Lebenserwartung

Hallo,
Ich habe eine Tante, sie ist jetzt 65 Jahre alt. Ich mache mir Sorgen um ihren Gesundheitszustand aber sie ist nicht sehr offen für ein Gespräch.
Meine Frage geht an alle Experten zum Thema Gesundheit.
Gibt es irgendwo eine Art Statistik oder einen interessanten Bericht im Internet, zum Thema Rauchen und Fettleibigkeit?
Meine Tante hat leider 20 kg Übergewicht, das meiste am Bauch. Sie raucht jeden Tag mindestens eine Schachtel Menthol Zigaretten.
Ihre Leber ist vergrößert, aufgrund der schlechten Ernährung und des Übergewichtes. Sie sagt zu mir, sie hätte Leberwerte wie ein Alkoholiker, obwohl sie selten trinkt.
Sie muss sich mittlerweile viermal am Tag Insulin spritzen, weil sie Diabetes bekommen hat.
Auch hat sie eine Erkrankung an der Wirbelsäule, die mit der Diabetes zusammenhängt. Sie hat jeden Tag große Schmerzen und bewegt sich daher nicht viel.
Ich habe zwar nicht sehr viel Hoffnung, dass ich sie umstimmen kann, aber ich dachte, wenn ich ihr einen Bericht oder eine Statistik zum Thema Übergewicht, Rauchen und Lebenserwartung vorlegen würde, wäre das vielleicht ein heilsamer Schock für Sie?
Ich habe ihr auch schon einen geraten, eine Psychotherapie zu machen, da dieses selbstzerstörerische Verhalten ja Ursachen haben muss. Leider lehnt sie bisher alles ab.
Ich mache mir Sorgen, dass ihr Zustand vielleicht schlimmer ist, als sie es wahr haben möchte.
Kann mir irgendjemand etwas zu diesem Thema sagen? Ich verkürzt doch ihre Lebenserwartung sehr stark, oder? Natürlich gibt es immer diese Beispiele wie Helmut Schmidt, der trotz Rauchen über 90 geworden ist.
Aber ich denke so etwas ist eine Ausnahme.
Danke im Voraus für die Antworten. Viele Grüße Lisa

Hallo,

es ist lieb,dass Du Dich um das Leben Deiner Tante sorgst.

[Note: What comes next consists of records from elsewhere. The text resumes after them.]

PR #3246, opened 2018-01-03
extended timeframe to fix Akka.Remote.Ask_does_not_deadlock spec

Aaronontheweb:
Issue with this spec failure is that the timeframe to establish a brand new connection and complete the task was just too short before (1.5s;) it could randomly fail depending on what else was running on the build server at the time. Upped it to 5s.

### DIFF
--- a/src/core/Akka.Remote.Tests/RemotingSpec.cs
+++ b/src/core/Akka.Remote.Tests/RemotingSpec.cs
@@ -152,7 +152,7 @@ namespace Akka.Remote.Tests
         public void Remoting_must_support_remote_lookups()
         {
             here.Tell("ping", TestActor);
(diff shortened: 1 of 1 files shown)


maxcherednik:
@Aaronontheweb it's actually god that this test is failing from time to time.
I believe it's not the timeout here, but rather race condition - it will be failing even with relatively big timeouts(10, 20, 30 seconds).

ps. You did not change the Ask_does_not_deadlock timeout.

On top of this, I don't really like this test case. We probably need to review the internals of the implementation.

Aaronontheweb:
> ps. You did not change the Ask_does_not_deadlock timeout.

I did - changed it to 5.0s. Need to expand the source code view to see it. But even after looking at it, the spec still failed. So no, it's not the timeout that's the cause. It's probably some other issue with the code.

Issue #3247, opened 2018-01-03
Correct errors in Akka.NET Serilog Documentation


Aaronontheweb:
The [Serilog integration page](http://getakka.net/articles/utilities/serilog.html) has a number of small issues with it that make the code un-runnable right out of the gate:

* [x] Need to install a specific logging sink to get the example running
* [x] Need to install another Serilog package to read in the configuration settings from file

And other minor issues like that. We should address all of these in order to provide a "it just works" experience right out of the box.

wtarr:
Hi, I see what you mean about the example not running out of the box.  Serilog has various sinks available on nuget for depending on what you want to do.  In this case it is using a _colored console sink_ as a dependency in the code sample.

So the following is required: Install-Package Serilog.Sinks.ColoredConsole

As for the configuration, you also need the "Serilog.Settings.AppSettings" nuget package, there is a link on the page to the serilog documentation, but it should probably state this package requirement up front.

Install-Package Serilog.Settings.AppSettings

If no one else (first time contributor) wants to pick this up, I can correct it as I put allot of that page together originally.

Danthar:
Go for it

stijnherreman:
The default Console logger uses this format when using :

```
.WriteTo.Console(
    outputTemplate: "[{Timestamp:HH:mm:ss} {Level:u3}] {Message:lj}{NewLine}{Exception}")
```

Akka.NET users will probably want something like this instead:

Aaronontheweb:
closed via https://github.com/akkadotnet/akka.net/pull/3254

PR #3254, opened 2018-01-06
Address Serilog documentation issues raised as per #3247

wtarr:
- Address serilog colored console requirement.
- Remove requirement for "SerilogLogMessageFormatter" as code examples
appear to run without specifying the formatter.
- Add an example of how an output template is configured for the
extensions demo.
- Remove use of serilog application configuration in code from the hocon
example, but mention it as a feature of serilog.


docs/articles/utilities/serilog.md
```diff
@@ -6,14 +6,20 @@ title: Serilog
...
 PM> Install-Package Akka.Logger.Serilog
 ```
 
-This will also install the required Serilog packages.
+## Example
+
+The following example uses Serilogs __Colored Console__ sink available via nuget, there are wide range of other sinks available depending on your needs, for example a rolling log file sink.  See serilogs documentation for details on these.
+
+```
+PM> Install-Package Serilog.Sinks.ColoredConsole
```
Aaronontheweb: Good

docs/articles/utilities/serilog.md
```diff
@@ -35,9 +43,9 @@ var log = Context.GetLogger();
 log.Info("The value is {0}", counter);
 ```
 
-To log using Serilog syntax you need to use the `SerilogLogMessageFormatter`:
+Or alternatively
 ```csharp
-var log = Context.GetLogger(new SerilogLogMessageFormatter());
```
Aaronontheweb: Why remove this? Isn't that necessary to get the semantic Serilog-style formatting to work?

wtarr: Hi, I found when I ran the examples, that it did not seem to make a difference in output whether the formatter was included or not.  I felt if it was not necessary or no longer necessary, it was probably best to remove from the example.  It seems allot of this structuring of output is handled in serilog - https://github.com/serilog/serilog/wiki/Structured-Data#default-behaviour - some of this page seems to apply to 2.6.0 but the following seems to apply for 2.5.0

```csharp
Log.Information("The value is {counter}", counter);
```

wtarr: funnily, the following works too

```csharp

private void Handle(int count)
{
	log.Info("Count is {a} {b} {c}", count, 2, true);
}
```
> 2018-01-08 18:23:12 INF Count is 1 2 True

Aaronontheweb: I see.

Danthar: Correct. The SerilogLogMessageFormatter is no longer needed.

Danthar:
+1 on @stijnherreman comment. And it is exactly the reason why serilog plugins have not been mentioned in the docs. I am not a fan of pointing people to a specific nuget package in this case. Because its an external project, and we don't want to update our docs everytime one of their plugin's moves somewhere else.

Mention the plugin/extensions name, sure. But don't specify an exact nuget package, imho.

wtarr:
If you wish I can replace the colored console with the standard console sink as a sink is necessary for output.  I would hope that the console sink would be considered a standard sink.

Danthar:
Thats also an option. Not sure if the normal console sink is built in though, i never use it :P Either way im ok with either option.

wtarr:
To the best of my knowledge, one sink is necessary.  There own page mention these two packages as part of there basic setup (https://github.com/serilog/serilog/wiki/Getting-Started).

`PM> Install-Package Serilog` and `PM> Install-Package Serilog.Sinks.Console`

I use console myself mostly for testing, but rolling log file in production, it has nice retention handling built in.

PR #3263, opened 2018-01-11
ClusterSingletonManager should ignore FSM events during shutdown

Aaronontheweb:
Port of https://github.com/akka/akka/pull/24236 - solves the same issue in `ClusterSingletonManager`.

Note, we should also keep an eye on https://github.com/akka/akka/issues/24113, which addresses a related race condition inside the `ShardCoordinator`.


Aaronontheweb:
Dang, need to run API approvals and add a copyright header to the new spec I added. Totally forgot to do that.

Aaronontheweb:
Looks like there's an issue with `CoordinatedShutdown` timing out, which is an unrelated issue - but nonetheless might be a genuine bug. Going to take a look at the logs.

Aaronontheweb:
closed via #3551

PR #3266, opened 2018-01-11
Update KeepMajority SplitBrainResolver strategy to avoid exception

mrrd:
* Fix exception that can occur when remaining and unreachable variables both have zero elements
* tidy up if else logic as per Refactor recommendations

This fixes a bug which has been experienced in production where remaining and unreachable have zero elements which causes an exception when trying to call .First() to get the oldest in the else (which obviously does not exist).

Unfortunately I do not have the time right now to write a test for this due to work constraints, do with this as you will.


Aaronontheweb:
Not sure what happened to TeamCity there, but the windows-unit-test stage for this PR did actually pass.

Issue #3261, opened 2018-01-10
Multi-Data Center Support in Akka.Cluster


Aaronontheweb:
This is something that's been in the works on the JVM for about 6-7 months and we've had some requests for it over the past couple of years on the Akka.NET project. I'm interested in making this happen as part of the Akka.NET v1.4 or v1.5 milestones.

feitzi:
is there any target date for data-center support in akka.net (maybe during 2019?)

Aaronontheweb:
We dropped it for the 1.4.0 release coming up because no one other than @Horusiath (the author) has had the bandwidth to review the code / finish verifying that the multi-node specifications work and we're not in a position to do that immediately, but we should be able to do it this year.

feitzi:
thanks aaron, this year sounds good 👍  
Can we support you in this topic?

Horusiath:
This PR is pretty much done - it's working and tests on .net full framework are passing. The issue is in .NET Core multi-node tests, which are failing for some reason, but since MNTK runner is not working locally for me I'm unable to find the issue.

tcs-devel:
Do you have any plans for a 1.5 release, or any release including this feature?
Thanks!

tcs-devel:
Any plans when 1.5.0 / 2.0.0 with this feature should be available?

tcs-devel:
Just checking if there are any further plans for this?
Thank you!

Aaronontheweb:
@tcs-devel yep, we do plan on implementing this - I'm not sure if it's in-scope for v1.6 or not at this rate simply because there hasn't been a huge amount of demand for it and it is a fairly significant, complicated-to-test feature.

I personally think it's a good idea for disaster recovery scenarios though, so I would like to see it added and evangelized. I think it's one of those things where demand for it will increase once it's available as a viable option.

PR #3284, opened 2018-01-21
[WIP] Multi data center support

Horusiath:
This is port of Multi-DC support from https://doc.akka.io/docs/akka/2.5/cluster-dc.html


Aaronontheweb:
Issue https://github.com/akkadotnet/akka.net/issues/3261

Horusiath:
Can we rerun test for this PR somehow?

Aaronontheweb:
Issue might be the age of the PR - added before Azure DevOps was added. If updating it with the latest doesn't trigger it, might need to close this PR and just create a new one. Not 100% sure.

ismaelhamed:
@Horusiath @Aaronontheweb **Multi-DC Persistence** is a commercial addon, so are we going to have a custom implementation then?

Aaronontheweb:
I wasn't aware of that.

Jedoch muß sie selbst einsehen,dass sie Essen und Rauchen einschränken muß.
Und da sie ja schon gesundheitliche Folge-Probleme hat und sie auch nichts ändert,kannst Du nur Dich selbst informieren und mal mit ihr zusammen was Gesundes kochen oder backen oä.

Oder erzähle ihr,dass das Insulin ein Hormon ist,welches dick macht und sie eigentlich somit ganz leicht weiß,dass Lebensmittel bei denen sie viel Insulin spritzen muß dem Abnehmen entgegen stehen.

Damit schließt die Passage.